Effects of deprescribing antidepressants in nursing home residents with dementia-a cluster randomized controlled trial

Affiliations
Randomized Controlled Trial

Effects of deprescribing antidepressants in nursing home residents with dementia-a cluster randomized controlled trial

Pernille Hølmkjær et al. BMC Prim Care. .

Abstract

Background: Older nursing home residents with dementia are commonly prescribed antidepressants despite limited evidence of clinical effect and a high risk of side effects. Deprescribing can be challenging and is often not attempted. The aim of the study is to investigate the effect of a multifaceted intervention targeting nursing home general practitioners and their collaboration with the nursing home staff on the reduction of antidepressant medication in older nursing home residents with dementia.

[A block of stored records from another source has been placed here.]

PR #352, opened 2024-12-09
feat: Add support for system cache runtime

### LINKED ISSUE #337: Add System Runtime Caches endpoint bindings
Add support for the System Runtime Caches API. See https://docs.posit.co/connect/api/#get-/v1/system/caches/runtime

This should be implemented as a new resource and resemble the following pseudo-code:

```py
from posit import connect
from posit.connect.system import System, SystemCache

client = connect.Client()
system: System = client.system
caches: List[SystemCache]: system.caches
for cache in caches:
    task = cache.destroy(dry_run=True)
```

schloerke:
Fixes #337 

Example usage:

```python

client = Client()

runtime_caches = client.system.caches.runtime.find()
first_runtime_cache = runtime_caches[0]

# Remove the cache
task = first_runtime_cache.destroy(dry_run=True)

# Wait for the task to finish
task.wait_for()
```

### DIFF
--- a/integration/tests/posit/connect/test_system.py
+++ b/integration/tests/posit/connect/test_system.py
@@ -1,4 +1,3 @@
-import time
 from pathlib import Path
 
 import pytest
--- a/integration/tests/posit/connect/test_system.py
+++ b/integration/tests/posit/connect/test_system.py
@@ -52,6 +52,10 @@ class TestSystem:
                 raise TimeoutError("Timeout while waiting for cache to deploy")
 
             jobs = self.content_item.jobs.fetch()
+            if len(list(jobs)) == 0:
+                # No jobs found, restart while loop
+                continue
+
             for job in jobs:
                 if str(job["status"]) == "0":
                     # Stop for loop and restart while loop
--- a/integration/tests/posit/connect/test_system.py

Method: The study is a cluster-randomized, non-blinded, controlled trial. General practitioners working as nursing home physicians in the Capital Region of Denmark were recruited between June 1 and October 1, 2021. Eligible participants were individuals with dementia (diagnosed or suspected), ≥ 72 years old, receiving one or more antidepressants, and living in a nursing home with the associated nursing home physician. The complex intervention consisted of three main parts: 1) a training session occurring in the nursing home, 2) a pre-visit reflection tool, and 3) a dialog tool used during a structured home visit at the nursing home. The control group received enhanced care as usual. Primary outcome was the reduction of the total defined daily dose of antidepressants from pre- to post-intervention in the intervention group, compared to the control group. Secondary outcomes included mortality, changes in other psychotropic medication, hospitalization, and symptoms changes.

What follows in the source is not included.